:: Information shown ::

PR #2362, opened 2023-04-27
Simplify facade collection process

ABrain7710:
**Description**
- Simplify facade collection scheduling by running the cloning task for all the repos that need cloning. Then scheduling the cloning task 5 minutes after all of them are finished to see if there are any new ones

Note: The facade clone task only gets one repo at a time to initialize so more than one of the task can run at the same time if a clone task is taking more than 5 minutes

**Signed commits**

### DIFF
--- a/augur/tasks/git/facade_tasks.py
+++ b/augur/tasks/git/facade_tasks.py
@@ -367,7 +367,7 @@ def clone_repos():
             setattr(repoStatus,"facade_status", CollectionState.UPDATE.value)
             session.commit()
 
-        clone_repos.si().apply_async(countdown=60)
+        clone_repos.si().apply_async(countdown=60*5)
 
 
 
--- a/augur/tasks/git/facade_tasks.py
+++ b/augur/tasks/git/facade_tasks.py
@@ -342,12 +342,10 @@ def clone_repos():
     # get first repo to process
 
     with FacadeSession(logger) as session:
-        try:
-            repo_git = get_collection_status_repo_git_from_filter(session, is_pending, 1)[0]
-        except IndexError:
-            return
 
-        while repo_git:
+        # process up to 1000 repos at a time
+        repo_git_identifiers = get_collection_status_repo_git_from_filter(session, is_pending, 999999)
+        for repo_git in repo_git_identifiers:
         
             # set repo to intializing
             repo = session.query(Repo).filter(Repo.repo_git == repo_git).one()
@@ -369,11 +367,7 @@ def clone_repos():
             setattr(repoStatus,"facade_status", CollectionState.UPDATE.value)
             session.commit()
 
-            # get next repo
-            try:
-                repo_git = get_collection_status_repo_git_from_filter(session, is_pending, 1)[0]
-            except IndexError:
-                return
+        clone_repos.si().apply_async(countdown=60)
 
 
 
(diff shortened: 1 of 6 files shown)


IsaacMilarky:
Wouldn't we need to also add a check to when we are scheduling the clone phase to take into account the collecting repos on the clone side of the pipe? I think this general solution would work but I think this current setup allows more clones then what is specified in the function call.

IsaacMilarky (changes requested):
I think this would work if the cloning_section_size was also subtracted by how many collecting repos were taking up space in the cloning section. This way we wouldn't schedule cloning jobs over the limit defined by the pipe size and clone percentage.

augur/tasks/init/celery_app.py
```diff
@@ -216,6 +215,10 @@ def setup_periodic_tasks(sender, **kwargs):
         logger.info(f"Scheduling update of collection weights on midnight on even numbered days.")
         sender.add_periodic_task(crontab(0, 0,day_of_month='2-30/2'),augur_collection_update_weights.s())
 
+        cloning_interval = 5*60
```
IsaacMilarky, line 218: I think adding the cloning as a periodic task will cause problems with cloning multiple things at once and with having multiple instances of this task active at once. The solution to this, in my opinion, is to make it so that the task schedules itself at the end of its loop when it runs out of repos to clone on a delay. That way, we would never run more than once instance of the task at once but we would still check for repos to clone every five minutes.

augur/tasks/git/facade_tasks.py
```diff
@@ -331,12 +333,50 @@ def git_repo_cleanup_facade_task(repo_git):
...
+            repoStatus = repo.collection_status[0]
+            setattr(repoStatus,"facade_status", CollectionState.UPDATE.value)
+            session.commit()
+
+            # get next repo
+            try:
+                repo_git = get_collection_status_repo_git_from_filter(session, is_pending, 1)[0]
+            except IndexError:
+                return
+
```
IsaacMilarky, line 377: I think this task should re-schedule itself for five minutes in the future and exit in the event that there aren't enough repositories to clone. This way we will always check to clone repos at least every five minutes and we avoid having multiple instances of this task running at once

IsaacMilarky (changes requested):
Mostly good except I don't like the approach of scheduling the clone task as part of a periodic celery task schedule. I think a better way of doing it would be to have the task re-schedule itself for five minutes in the future in the event of running out of repositories to clone.

augur/tasks/git/facade_tasks.py
ABrain7710: Multiple instances of the same task at once isn't an issue, and it is actually desirable behavior, because if we have enough repos to initialize that a clone task is taking 5 minutes then it would be good to have another task to help finish them faster

IsaacMilarky: I just worry about the undefined upper bounds of how many tasks we are scheduling. I think it does make sense to have more than one task working to clone repos at a time but I would prefer if the amount of tasks cloning were predefined or at least had an upper limit of some sort.

ABrain7710: Okay yeah that makes sense. I wasn't thinking about the case where the collection tasks are using all of the queue and the clone task has to wait until they are done to be processed

IsaacMilarky (approved):

PR #2365, opened 2023-04-28
Fix bug in repo clone task

ABrain7710:
**Description**
- Currently if one of the repos fails to clone the clone task errors, and the clone repos task is never scheduled again
- I added a custom exception that it raised when a clone fails, and if this error is raised, the clone repos task catches it and continues to the next repo
- I also added retry logic to the clone repos task. So if any other unpredictable errors such as network errors occur, it will retry in 5 minutes. Also these errors are logged to flower in the reties tab so we will still know if there are frequent errors happening in the task, that need to be patched

**Signed commits**


IsaacMilarky (approved):
I like this approach. In the future that custom exception could use a doc-string though

PR #3093, opened 2025-03-31
Rework CI container builds

### LINKED ISSUE #3092: Ensure containers are built in CI and gate merges to main and dev
From the call today, I agreed to:

- All docker containers should be built during PRs targeted at `main` and `dev`
- The builds should gate merges
- Preserve the current push to ghcr on merge/release

@sgoggins Feel free to correct my summarization.

JohnStrunk:
**Description**
- Move from custom scripting to re-usable actions
- Add workflow_dispatch so build can be triggered manually
- Add build caching via actions cache

This PR fixes #3092

**Notes for Reviewers**

**Signed commits**


JohnStrunk:
I've left this as a draft pending feedback on what the proper handling of `latest` and `devel-latest` image tags should be.
- The original workflow would only update `latest` during a release, matching it to the most recently released version.
- `devel-latest` would get updated any time there was a push to either `main` or `dev`, and I don't think that's an intended behavior.

What would you like the behavior to be?

sgoggins:
@JohnStrunk : My first thought, which I acknowledge is perhaps uselessly vague, is to have the behavior be consistent with what other projects would use. I think matching user expectations is important. 

Left to my own devices I think it makes sense to update devel-latest when changes are pushed to dev.

JohnStrunk:
ok. I think I understand the project branching model as (somewhat loosely):
- New development goes into `dev`
- At some point `dev` is merged to `main`
- Releases are tagged from `main`

With the above, I think having `dev` map to `devel-latest` is fine, and only updating `latest` w/ a release is ok.

JohnStrunk:
Updated and ready for review.
This is targeted at main, but I *think* it will also need to be cherry-picked to `dev` in order for it to work on that branch as intended.
I'm also happy to rebase this on dev and CP the other way, too.

sgoggins (approved):
Looks great to me! THANK YOU!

:::

- **What is needed**
Copy out every line of the records that the string "check" appears in.

- **Problem solution**
Wouldn't we need to also add a check to when we are scheduling the clone phase to take into account the collecting repos on the clone side of the pipe? I think this general solution would work but I think this current setup allows more clones then what is specified in the function call.
IsaacMilarky, line 218: I think adding the cloning as a periodic task will cause problems with cloning multiple things at once and with having multiple instances of this task active at once. The solution to this, in my opinion, is to make it so that the task schedules itself at the end of its loop when it runs out of repos to clone on a delay. That way, we would never run more than once instance of the task at once but we would still check for repos to clone every five minutes.
IsaacMilarky, line 377: I think this task should re-schedule itself for five minutes in the future and exit in the event that there aren't enough repositories to clone. This way we will always check to clone repos at least every five minutes and we avoid having multiple instances of this task running at once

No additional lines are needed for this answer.